PR #903, opened 2026-08-31
Replace history id by retry hash

epszaw:
#### Checklist

- [x] [Sign Allure CLA][cla]
- [x] Provide unit tests


packages/core/src/store/convert.ts
```diff
@@ -121,22 +129,29 @@ export const testResultRawToState = (stateData: StateData, raw: RawTestResult, c
...
+    const maybeTestCase = testCases.get(testCaseHash);
+
     if (maybeTestCase) {
       return maybeTestCase;
     }
 
     const testCase: TestCase = {
-      id,
-      allureId,
+      id: testCaseHash,
```
formaceft-93, line 146: The spec describes `_fallbackTestCaseId` as a migration path when an adapter changes its test id: current `testCaseHash` may be new, but fallback hash should let us find the old test case/history. In this PR `TestCase.id` is set to the current `testCaseHash`, so when the adapter id changes, the product-level test case id changes too. Where do we use `_fallbackTestCaseId` to attach the new hash back to the old test case/history, or is that intentionally deferred?

packages/core/src/store/store.ts
```diff
@@ -1237,13 +1259,11 @@ export class DefaultAllureStore implements AllureStore, ResultsVisitor {
...
 
-    const historyIdCandidates = getHistoryIdCandidates(tr);
-
-    if (historyIdCandidates.length === 0) {
+    if (!tr.retryHash) {
       return [];
     }
 
-    return selectHistoryTestResults(this.#historyPoints, historyIdCandidates);
+    return selectHistoryTestResults(this.#historyPoints, [tr.retryHash]);
```
formaceft-93, line 1294: Can we clarify how `_fallbackTestCaseId` is supposed to affect history lookup? Right now history is selected only by the current `retryHash`, so if an adapter changes test id from A to B and sends `_fallbackTestCaseId=A`, the old history under A still won’t be found. Is fallback-based history migration intentionally deferred to a later catalog/index change?

packages/core/src/store/convert.ts
```diff
@@ -73,8 +77,10 @@ export const testResultRawToState = (stateData: StateData, raw: RawTestResult, c
   const hostId = findByLabelName(labels, "host");
   const threadId = findByLabelName(labels, "thread");
   const name = raw.name || "Unknown test";
-  const testCase = processTestCase(stateData, raw);
   const parameters = convertParameters(raw.parameters);
+  const testCaseHash = calculateTestCaseHash(raw.testId, raw.fullName);
```
formaceft-93, line 81: Current allure-js adapters often emit an already-hashed `testCaseId`. With this PR we always compute `testCaseHash = md5(raw.testId)`, so old allure-js output becomes double-hashed, while future canonical output likely won’t. Can we add old-vs-new allure-js fixtures or document the accepted mixed-version behavior?

packages/core/src/report.ts
```diff
@@ -798,9 +798,9 @@ export class AllureReport {
               const globalAttachmentsEntry = await requiredEntryData(AllureStoreDumpFiles.GlobalAttachments);
               const globalErrorsEntry = await requiredEntryData(AllureStoreDumpFiles.GlobalErrors);
               const indexAttachmentsEntry = await requiredEntryData(AllureStoreDumpFiles.IndexAttachmentsByTestResults);
-              const indexTestResultsByHistoryId = await requiredEntryData(
-                AllureStoreDumpFiles.IndexTestResultsByHistoryId,
-              );
+              const indexTestResultsByRetryHash =
```
formaceft-93, line 890: Can we clarify what compatibility this legacy history-id read gives us? Since restore rebuilds indexes from test results with the new `retryHash` rules, I’m not sure old history-id keys are actually migrated here?

packages/core-api/src/utils/identity.ts
```diff
@@ -0,0 +1,94 @@
...
+  const normalized: { name: string; value: string }[] = [];
+
+  for (const parameter of parameters ?? []) {
+    if (parameter == null) {
+      continue;
+    }
+
+    const { name } = parameter;
+
+    if (typeof name !== "string" || name.length === 0 || parameter.excluded === true) {
```
formaceft-93, line 57: We calculate `parametersHash` from raw params on first ingest, but after restore we calculate it from converted `TestResult.parameters`. Are those guaranteed to produce the same hash for null, hidden/masked, excluded, malformed, and duplicate params? A dump/restore regression test for these cases would help.

formaceft-93 (approved):

andrcuns:
I went over the code but with a very limited experience on working with this codebase can't really say I could thoroughly reviewed it, but once concern that seems to arise if I followed the change correctly, is history continuity after this change.

In `utils/history.ts` we basically reassign old `historyId` as `retryHash` which will be used for lookups if I followed the code correctly. Old historyId did not take environment in to account which new `retryHash` does, so it might end up creating a mismatch?

I believe similar issue could be with ALLURE_ID? It was used for old identity but not for new one?

packages/core/src/store/convert.ts
epszaw: This is intentional for the current storage mode.

The existing Allure 3 history is keyed by `retryHash`; it is not the cross-report test-case catalog/history index described in the identity specification. `TestCase.id` here is therefore a current-report grouping ID derived from `testCaseHash`, not a stable `catalogTestCaseId`.

Without a cross-report catalog, `_fallbackTestCaseId` must be ignored and an integration identity change is allowed to change `TestCase.id` and break history continuity.

When a file-based catalog is introduced, fallback resolution will belong there: it will find the existing catalog record by the fallback hash, preserve its stable `catalogTestCaseId`, and update only its stored `testCaseHash`. That catalog behavior is not being simulated in the current in-memory test-case map.

packages/core/src/store/store.ts
epszaw: Fallback-based history lookup is intentionally not performed here.

`_fallbackTestCaseId` is not an alternative history or retry key. Without a cross-report test-case catalog, history is keyed only by the current `retryHash`, and fallback labels must be ignored. Looking up history through a retry hash derived from the fallback identity would violate that rule.

Once a catalog/history index exists, the fallback will instead resolve the stable catalog test case and update its current `testCaseHash`. Cross-report history will then remain attached through `catalogTestCaseId + parametersHash + environmentHash`, rather than through a fallback-derived retry hash.

packages/core/src/store/convert.ts
epszaw: `testCaseId` is defined as an opaque integration-supplied value. Consumers must calculate `testCaseHash = md5Utf8(testCaseId)` over the exact supplied value, even when that value happens to look like an MD5 hash.

Detecting a 32-character hexadecimal value and treating it as a precomputed `testCaseHash` would reinterpret the adapter identity and make the calculation dependent on its shape.

If an integration changes from its previous identifier to a new identifier, that is an identity migration. With a cross-report catalog, it should emit the previous raw adapter value as `_fallbackTestCaseId`; without a catalog, loss of history continuity is expected. Therefore, we should not add an old-allure-js hashing special case in the consumer.

epszaw:
> I went over the code but with a very limited experience on working with this codebase can't really say I could thoroughly reviewed it, but once concern that seems to arise if I followed the change correctly, is history continuity after this change.
> 
> In `utils/history.ts` we basically reassign old `historyId` as `retryHash` which will be used for lookups if I followed the code correctly. Old historyId did not take environment in to account which new `retryHash` does, so it might end up creating a mismatch?
> 
> I believe similar issue could be with ALLURE_ID? It was used for old identity but not for new one?

Both differences are intentional under the new identity rules.

An explicitly resolved named environment participates in `retryHash`, while the default environment does not. This separates retries and history for named environments. Existing history keys that did not include the environment component cannot always be translated to the new key.

`ALLURE_ID` and `AS_ID` are external catalog references and must not participate in `testCaseHash`, `parametersHash`, `environmentHash`, or `retryHash`. The fact that the previous identity calculation could involve `ALLURE_ID` is behavior this change intentionally removes.

The current file history is retry-hash keyed and does not yet contain a cross-report test-case catalog. In that mode, identity changes may break continuity by design. `normalizeHistoryTestResults` can preserve old data only when its existing key already equals the newly calculated `retryHash`; it is not a general identity migration mechanism.

A future file-based test-case catalog can preserve continuity by resolving the stable catalog test case, including through `_fallbackTestCaseId`, and linking history through that stable catalog ID.

packages/core/src/report.ts
epszaw: The legacy history-id dump index has been removed.

Restore no longer treats old history-id keys as retry hashes. Serialized retry
and test-case identity indexes are ignored, canonical hashes are recalculated
from restored results, and both indexes are rebuilt from that canonical state.

Legacy project history compatibility is handled separately through read-only
history lookup and does not use the dump index.

packages/core-api/src/utils/identity.ts
epszaw: Initial ingestion now converts parameters before calculating parametersHash,
so ingestion and dump restoration hash the same stored representation.

The dump/restore regression matrix covers absent and empty parameters, malformed
or empty names, null values, excluded parameters, hidden and masked values,
duplicates, same-name/different-value pairs, utf8 ordering, and adapter-provided
hash overrides. parametersHash and retryHash remain unchanged after restoration.

formaceft-93 (approved):

vdvukhzhilov (approved):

What you need to do =
The word to find is "similar". Copy every line of the records that holds it.

Exercise result =
I believe similar issue could be with ALLURE_ID? It was used for old identity but not for new one?
> I believe similar issue could be with ALLURE_ID? It was used for old identity but not for new one?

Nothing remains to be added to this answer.